AI and Problem Solving

AI at first may seem as magic, or an enigmatic thing, but that’s far from reality. Artificial Intelligence is a tool that help us solve problems.

For the purposes of this summary, we will use the concept of problem to be: “Difficult task to solve”.

Some problems we may have in our daily life such as how much time we need to travel from point A to point B, or how many bills we need to pay certain cost; to solve those problems our brains tend to break the problem into little pieces, so they’re easier to understand and solve. Even when the situations may seem simple, we follow a process of simplification in order to achieve a goal.

What we need when solving a problem:

Model -> Simplification of the real problem. How the variables in our enviroment are connected.

Objective -> How we know we’ve reached a goal.

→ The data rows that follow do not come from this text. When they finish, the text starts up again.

PR #146, opened 2022-11-19
bugfix: detetect recursive function types in axioms

leissa:
Bug fix for axioms regarding recursive function types.

### DIFF
--- a/lit/rec_pi.thorin
+++ b/lit/rec_pi.thorin
@@ -1,6 +1,5 @@
 // RUN: %thorin %s -o -
 
-.ax %phase.Pipeline: *;
 .ax %phase.Phase: *;
 
 .ax %phase.phase1: .Bool         -> %phase.Phase;
--- a/lit/rec_pi.thorin
+++ b/lit/rec_pi.thorin
@@ -1,0 +1,18 @@
+// RUN: %thorin %s -o -
+
+.ax %phase.Pipeline: *;
+.ax %phase.Phase: *;
+
+.ax %phase.phase1: .Bool         -> %phase.Phase;
+.ax %phase.phase2: []            -> %phase.Phase;
+.ax %phase.phase3: [.Nat, .Bool] -> %phase.Phase;
+
+.Pi PiPeline: *, %phase.Phase = PiPeline; // got the pun? XD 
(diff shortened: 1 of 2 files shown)


NeuralCoder3:
`.Pi PiPeline: *, %phase.Phase = PiPeline;`
is a notation for
`PiPeline := μ α. Phase → α`
which is handled as equirecursive type?

Therefore, a type that is automatically unfolded to a function that takes a phase — effectively resulting in functions taking arbitrarily many phases (a list of phases) and can only be handled using axioms.

leissa:
yes, 
```
Pi PiPeline: *, %phase.Phase = PiPeline;
```
is
```
PiPeline := μ α. Phase → α
```

I'd argue it's iso-recursive. The nominal tag in the type is so to say the tag where to place `unfold`s. If you manually unfold the type, Thorin will not handle them as equivalent.

Originally, I intended to have all nominal entities to be - well - nominally typed. Unfortunately, this didn't turn out to be enough. For this reason we are also checking for alpha-equiv even for nominals - which makes the term *nominal* debatable. 

Anyway, this is not restricted to axioms. Check out this example:
```
.Pi Hungry: *, .Nat = Hungry;
.lam hungry (n: .Nat) -> Hungry = hungry;

.let x = hungry 0;
.let y = hungry 0 1;
.let z = hungry 0 1 2;
.let w = hungry 0 1 2 3;
```
(From TaPL, 270).

NeuralCoder3:
> I'd argue it's iso-recursive. The nominal tag in the type is so to say the tag where to place unfolds. If you manually unfold the type, Thorin will not handle them as equivalent.

What is the correct way in our implementation to unify the types / let thorin recognize the convertibility (iota-reduction)?
E.g.
```
.ax %compile.Phase: *; 
.Pi PassPhase: %compile.Phase, %compile.Pass = PassPhase;
// this should be of type %compile.Phase but reports typing errors
.let optimization_phase = {
    %compile.pass_phase
        %core.partial_eval_pass
        %core.beta_red_pass
}
``` 
One trick would be to define `Phase` as `PassPhase` but this would introduce unwanted side effects.

leissa:
So, problem solved?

What we can achieve.

Evaluation Function -> How good our solution is.

Notes when solving the problem The solution we get at the end, is the solution for our model, not the real problem, that’s why we need to be as descriptive as posible when building a model, so it can have a better adjustment to the real problem.

Some problems

Traveling Salesman Problem

Suppose we have a person (or object) that has to travel to different cities, visit all of them, and then return to the original starting point, no city can be repeated, but the path it follows must be the shortest possible. To solve this problem with a few cities, we can even solve it ourselves with a few iterations, but as we increase the number of cities and/or constraints, the most difficult is to get to an ideal solution. That’s where AI comes in. Even when AI is a lot faster than us to solve this kind of problem, it still falls short due to the nature of the problem, with 10 cities, we would need to consider 3,628,800 possible solutions!. That’s why we need to evaluate our ai algorithm basing on how good the solution is and the time it takes to solve it. Time to solve the problem is the most difficult contraint to satisfy because of the resources of the computer.

Boolean Satisfiability Problem

If we have a boolean values, we expect True or False, 1 or 0. The operators that we have in this problem are AND, OR and NOT. With these, we can make different functions that will give us a boolean solution.

The Boolean Satisfiability Problem can be explained with the example:

Given a function like: (x 2 v x4) ^ (x3 v x1) ^ (x2 v ¬x1) we need to find the boolean values that will give us True as a result. As the TSP, we have a complexity related to time and resources to solve the problem due to the quantity of variables and iterations we need to make to get a solution, and be able to compare which solution is better.

Conclusion

The different problems shown here represent common problems in computer science, problems that have been studied for years. Why keep studying them? These problems are models to real life situations like product production, vehicle routing, computer designs, etc. All of these can be solved in different ways using artificial intelligence.